The entries are to be repeated in full, without any change.

(Supplied records)

PR #141, opened 2020-11-03
Implement utils::get_tpm_vendor

puiterwijk:
This function will return the name of the TPM vendor as provided by the
TPM VendorString{1, 2, 3, 4} properties.

### DIFF
--- a/src/utils/mod.rs
+++ b/src/utils/mod.rs
@@ -9,10 +9,11 @@
 //! type name. Unions are converted to Rust `enum`s by dropping the `TPMU` qualifier and appending
 //! `Union`.
 use crate::constants::algorithm::{Cipher, EllipticCurve, HashingAlgorithm};
+use crate::constants::tags::PropertyTag;
 use crate::constants::tss::*;
 use crate::structures::{Digest, PcrSlot};
 use crate::tss2_esys::*;
-use crate::{Error, Result, WrapperErrorKind};
+use crate::{Context, Error, Result, WrapperErrorKind};
 use bitfield::bitfield;
 use enumflags2::BitFlags;
 use log::error;
@@ -1515,4 +1516,37 @@ impl From<PcrData> for TPML_DIGEST {
         }
         tpml_digest
     }
+}
+
+fn tpm_int_to_string(num: u32) -> String {
+    num.to_be_bytes()
+        .iter()
+        .filter(|x| **x != 0)
+        .map(|x| char::from(*x))
+        .collect()
+}
+
+/// Get the TPM vendor name
+pub fn get_tpm_vendor(context: &mut Context) -> Result<String> {
+    // Retrieve the TPM property values
+    Ok([
+        PropertyTag::VendorString1,
+        PropertyTag::VendorString2,
+        PropertyTag::VendorString3,
+        PropertyTag::VendorString4,
+    ]
+    .iter()
+    // Retrieve property values
+    .map(|propid| context.get_tpm_property(*propid))
+    // Collect and return an error if we got one
+    .collect::<Result<Vec<Option<u32>>>>()?
+    .iter()
+    // Filter out the Option::None values
+    .filter_map(|x| *x)
+    // Filter out zero values
+    .filter(|x| *x != 0)
+    // Map through int_to_string
+    .map(tpm_int_to_string)
+    // Collect to a single string
+    .collect())
 }
--- a/tests/utils_tests.rs
+++ b/tests/utils_tests.rs
@@ -1,0 +1,20 @@
+// Copyright 2020 Contributors to the Parsec project.
+// SPDX-License-Identifier: Apache-2.0
+
+use std::{env, str::FromStr};
+use tss_esapi::{utils, Context, Tcti};
+
+pub fn create_ctx_without_session() -> Context {
+    let tcti = match env::var("TEST_TCTI") {
+        Err(_) => Tcti::Mssim(Default::default()),
+        Ok(tctistr) => Tcti::from_str(&tctistr).expect("Error parsing TEST_TCTI"),
+    };
+    unsafe { Context::new(tcti).unwrap() }
+}
+
+#[test]
+fn get_tpm_vendor() {
+    let mut context = create_ctx_without_session();
+
+    utils::get_tpm_vendor(&mut context).unwrap();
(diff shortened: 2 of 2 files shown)


src/utils/mod.rs
```diff
@@ -1516,3 +1517,47 @@ impl From<PcrData> for TPML_DIGEST {
...
+        if num == 0 {
+            break;
+        }
+    }
+    result
+}
+
+/// Get the TPM vendor name
+pub fn get_tpm_vendor(context: &mut Context) -> Result<String> {
+    //let vendor_properties = [PropertyTag::VendorString1, PropertyTag::VendorString2, PropertyTag::VendorString3, PropertyTag::VendorString4];
```
ionut-arm, line 1541: Was this supposed to be left here?

src/utils/mod.rs
```diff
@@ -1516,3 +1517,47 @@ impl From<PcrData> for TPML_DIGEST {
...
+        if chr != 0 {
+            let chr = char::from(chr);
+            result.insert(0, chr);
+        }
+        if num == 0 {
+            break;
+        }
+    }
+    result
+}
```
ionut-arm, line 1537: I think this is covered by [`ToString`](https://doc.rust-lang.org/std/primitive.u32.html#impl-ToString) (?)

Superhepper: Are you sure?

**TCG TPM2 r1p59 Part 2 Structures**
>|Capability Name| Value | Comments|
>|-------------|-------------|-------------|
>|TPM_PT_VENDOR_STRING_1| PT_FIXED + 6| <p>the first four characters of the vendor ID string<br>NOTE: <br>When the vendor string is fewer than 16 octets, the additional property values do not have to be present. A vendor string of 4 octets can be represented in one 32-bit value and no null terminating character is required.</p>|
>|TPM_PT_VENDOR_STRING_2|PT_FIXED + 7|the second four characters of the vendor ID string|
>|TPM_PT_VENDOR_STRING_3|PT_FIXED + 8|the third four characters of the vendor ID string|
>|TPM_PT_VENDOR_STRING_4|PT_FIXED + 9|the fourth four characters of the vendor ID sting|

ionut-arm: Hmm, having a 2nd look the function I linked is definitely not what was intended, probably [this](https://doc.rust-lang.org/std/str/fn.from_utf8.html) is more appropriate. I think the section you quote is more relevant to the function below, that actually handles the full vendor string - this seems to be intended mostly as a `u32` -> `String` conversion, by treating the 4 octets as chars.

Superhepper: I do not like that loop. It should be ensured to only use the bytes in the value.

I would must more prefer it looking something like this (OBS psedo code)
```rust
let mut result = String::new();
for byte  in num.as_be_bytes() {
    if byte == 0 {
       break;
    }
    result.push(char::from(byte));
}
result
```

puiterwijk: Yep, I just wrote some code like that last version an hour ago, but was in calls so couldn't submit. Will do that shortly :).

Superhepper: > Hmm, having a 2nd look the function I linked is definitely not what was intended, probably [this](https://doc.rust-lang.org/std/str/fn.from_utf8.html) is more appropriate. I think the section you quote is more relevant to the function below, that actually handles the full vendor string - this seems to be intended mostly as a `u32` -> `String` conversion, by treating the 4 octets as chars.

Yes, the interesting part there was the note section. I am not sure the from_utf8 would work either because the specification says the string is in ASCII (but I might be wrong?).

ionut-arm: I think `from_utf8` should work - ASCII is a subset of UTF8. What I understand from that comment on `TPM_PT_VENDOR_STRING_1` is that the other vendor string values might be 0, in which case they shouldn't be included in the string, but those first 4 octets should be non-null. Maybe? I'm not sure

puiterwijk: Yeah, the null values are already prevented by 
```
    // Filter out the empty values
    .filter_map(|x| *x)
    // Filter out zero values
    .filter(|x| *x != 0)
```

puiterwijk: But I think I'm going with @Superhepper 's approach, given that interpreting it as UTF8 while it's really just individual ASCII characters seems not the best.

src/utils/mod.rs
puiterwijk: Nope, so I removed it.

src/utils/mod.rs
ionut-arm: I'm ok with that approach, though [`char::from(u8)`](https://doc.rust-lang.org/std/primitive.char.html#impl-From%3Cu8%3E) isn't really ASCII either, it's just compatible with.

tests/utils_tests.rs
```diff
@@ -0,0 +1,20 @@
...
+        Ok(tctistr) => Tcti::from_str(&tctistr).expect("Error parsing TEST_TCTI"),
+    };
+    unsafe { Context::new(tcti).unwrap() }
+}
+
+#[test]
+fn get_tpm_vendor() {
+    let mut context = create_ctx_without_session();
+
+    utils::get_tpm_vendor(&mut context).unwrap();
```
ionut-arm, line 19: Is the value obtained here constant (since it's using the same simulator every time)?

ionut-arm (approved):
LGTM

tests/utils_tests.rs
puiterwijk: If it uses the same simulator, yes. But when I run the tests on my personal system, it says something else, and I think it might not be ideal to fail the test just because I'm running it on my system instead of the CI.

src/utils/mod.rs
```diff
@@ -1516,3 +1517,37 @@ impl From<PcrData> for TPML_DIGEST {
         tpml_digest
     }
 }
+
+fn tpm_int_to_string(num: u32) -> String {
+    u32::from_be(num)
+        .to_ne_bytes()
```
Superhepper, line 1523: Sorry for being a little bit stupid when it comes to endians. But why couldn't you do ```num.to_be_bytes()```?

Superhepper (approved):
LGTM!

(End Supplied records)

## Output for this task
PR #141, opened 2020-11-03
Implement utils::get_tpm_vendor

puiterwijk:
This function will return the name of the TPM vendor as provided by the
TPM VendorString{1, 2, 3, 4} properties.

### DIFF
--- a/src/utils/mod.rs
+++ b/src/utils/mod.rs
@@ -9,10 +9,11 @@
 //! type name. Unions are converted to Rust `enum`s by dropping the `TPMU` qualifier and appending
 //! `Union`.
 use crate::constants::algorithm::{Cipher, EllipticCurve, HashingAlgorithm};
+use crate::constants::tags::PropertyTag;
 use crate::constants::tss::*;
 use crate::structures::{Digest, PcrSlot};
 use crate::tss2_esys::*;
-use crate::{Error, Result, WrapperErrorKind};
+use crate::{Context, Error, Result, WrapperErrorKind};
 use bitfield::bitfield;
 use enumflags2::BitFlags;
 use log::error;
@@ -1515,4 +1516,37 @@ impl From<PcrData> for TPML_DIGEST {
         }
         tpml_digest
     }
+}
+
+fn tpm_int_to_string(num: u32) -> String {
+    num.to_be_bytes()
+        .iter()
+        .filter(|x| **x != 0)
+        .map(|x| char::from(*x))
+        .collect()
+}
+
+/// Get the TPM vendor name
+pub fn get_tpm_vendor(context: &mut Context) -> Result<String> {
+    // Retrieve the TPM property values
+    Ok([
+        PropertyTag::VendorString1,
+        PropertyTag::VendorString2,
+        PropertyTag::VendorString3,
+        PropertyTag::VendorString4,
+    ]
+    .iter()
+    // Retrieve property values
+    .map(|propid| context.get_tpm_property(*propid))
+    // Collect and return an error if we got one
+    .collect::<Result<Vec<Option<u32>>>>()?
+    .iter()
+    // Filter out the Option::None values
+    .filter_map(|x| *x)
+    // Filter out zero values
+    .filter(|x| *x != 0)
+    // Map through int_to_string
+    .map(tpm_int_to_string)
+    // Collect to a single string
+    .collect())
 }
--- a/tests/utils_tests.rs
+++ b/tests/utils_tests.rs
@@ -1,0 +1,20 @@
+// Copyright 2020 Contributors to the Parsec project.
+// SPDX-License-Identifier: Apache-2.0
+
+use std::{env, str::FromStr};
+use tss_esapi::{utils, Context, Tcti};
+
+pub fn create_ctx_without_session() -> Context {
+    let tcti = match env::var("TEST_TCTI") {
+        Err(_) => Tcti::Mssim(Default::default()),
+        Ok(tctistr) => Tcti::from_str(&tctistr).expect("Error parsing TEST_TCTI"),
+    };
+    unsafe { Context::new(tcti).unwrap() }
+}
+
+#[test]
+fn get_tpm_vendor() {
+    let mut context = create_ctx_without_session();
+
+    utils::get_tpm_vendor(&mut context).unwrap();
(diff shortened: 2 of 2 files shown)


src/utils/mod.rs
```diff
@@ -1516,3 +1517,47 @@ impl From<PcrData> for TPML_DIGEST {
...
+        if num == 0 {
+            break;
+        }
+    }
+    result
+}
+
+/// Get the TPM vendor name
+pub fn get_tpm_vendor(context: &mut Context) -> Result<String> {
+    //let vendor_properties = [PropertyTag::VendorString1, PropertyTag::VendorString2, PropertyTag::VendorString3, PropertyTag::VendorString4];
```
ionut-arm, line 1541: Was this supposed to be left here?

src/utils/mod.rs
```diff
@@ -1516,3 +1517,47 @@ impl From<PcrData> for TPML_DIGEST {
...
+        if chr != 0 {
+            let chr = char::from(chr);
+            result.insert(0, chr);
+        }
+        if num == 0 {
+            break;
+        }
+    }
+    result
+}
```
ionut-arm, line 1537: I think this is covered by [`ToString`](https://doc.rust-lang.org/std/primitive.u32.html#impl-ToString) (?)

Superhepper: Are you sure?

**TCG TPM2 r1p59 Part 2 Structures**
>|Capability Name| Value | Comments|
>|-------------|-------------|-------------|
>|TPM_PT_VENDOR_STRING_1| PT_FIXED + 6| <p>the first four characters of the vendor ID string<br>NOTE: <br>When the vendor string is fewer than 16 octets, the additional property values do not have to be present. A vendor string of 4 octets can be represented in one 32-bit value and no null terminating character is required.</p>|
>|TPM_PT_VENDOR_STRING_2|PT_FIXED + 7|the second four characters of the vendor ID string|
>|TPM_PT_VENDOR_STRING_3|PT_FIXED + 8|the third four characters of the vendor ID string|
>|TPM_PT_VENDOR_STRING_4|PT_FIXED + 9|the fourth four characters of the vendor ID sting|

ionut-arm: Hmm, having a 2nd look the function I linked is definitely not what was intended, probably [this](https://doc.rust-lang.org/std/str/fn.from_utf8.html) is more appropriate. I think the section you quote is more relevant to the function below, that actually handles the full vendor string - this seems to be intended mostly as a `u32` -> `String` conversion, by treating the 4 octets as chars.

Superhepper: I do not like that loop. It should be ensured to only use the bytes in the value.

I would must more prefer it looking something like this (OBS psedo code)
```rust
let mut result = String::new();
for byte  in num.as_be_bytes() {
    if byte == 0 {
       break;
    }
    result.push(char::from(byte));
}
result
```

puiterwijk: Yep, I just wrote some code like that last version an hour ago, but was in calls so couldn't submit. Will do that shortly :).

Superhepper: > Hmm, having a 2nd look the function I linked is definitely not what was intended, probably [this](https://doc.rust-lang.org/std/str/fn.from_utf8.html) is more appropriate. I think the section you quote is more relevant to the function below, that actually handles the full vendor string - this seems to be intended mostly as a `u32` -> `String` conversion, by treating the 4 octets as chars.

Yes, the interesting part there was the note section. I am not sure the from_utf8 would work either because the specification says the string is in ASCII (but I might be wrong?).

ionut-arm: I think `from_utf8` should work - ASCII is a subset of UTF8. What I understand from that comment on `TPM_PT_VENDOR_STRING_1` is that the other vendor string values might be 0, in which case they shouldn't be included in the string, but those first 4 octets should be non-null. Maybe? I'm not sure

puiterwijk: Yeah, the null values are already prevented by 
```
    // Filter out the empty values
    .filter_map(|x| *x)
    // Filter out zero values
    .filter(|x| *x != 0)
```

puiterwijk: But I think I'm going with @Superhepper 's approach, given that interpreting it as UTF8 while it's really just individual ASCII characters seems not the best.

src/utils/mod.rs
puiterwijk: Nope, so I removed it.

src/utils/mod.rs
ionut-arm: I'm ok with that approach, though [`char::from(u8)`](https://doc.rust-lang.org/std/primitive.char.html#impl-From%3Cu8%3E) isn't really ASCII either, it's just compatible with.

tests/utils_tests.rs
```diff
@@ -0,0 +1,20 @@
...
+        Ok(tctistr) => Tcti::from_str(&tctistr).expect("Error parsing TEST_TCTI"),
+    };
+    unsafe { Context::new(tcti).unwrap() }
+}
+
+#[test]
+fn get_tpm_vendor() {
+    let mut context = create_ctx_without_session();
+
+    utils::get_tpm_vendor(&mut context).unwrap();
```
ionut-arm, line 19: Is the value obtained here constant (since it's using the same simulator every time)?

ionut-arm (approved):
LGTM

tests/utils_tests.rs
puiterwijk: If it uses the same simulator, yes. But when I run the tests on my personal system, it says something else, and I think it might not be ideal to fail the test just because I'm running it on my system instead of the CI.

src/utils/mod.rs
```diff
@@ -1516,3 +1517,37 @@ impl From<PcrData> for TPML_DIGEST {
         tpml_digest
     }
 }
+
+fn tpm_int_to_string(num: u32) -> String {
+    u32::from_be(num)
+        .to_ne_bytes()
```
Superhepper, line 1523: Sorry for being a little bit stupid when it comes to endians. But why couldn't you do ```num.to_be_bytes()```?

Superhepper (approved):
LGTM!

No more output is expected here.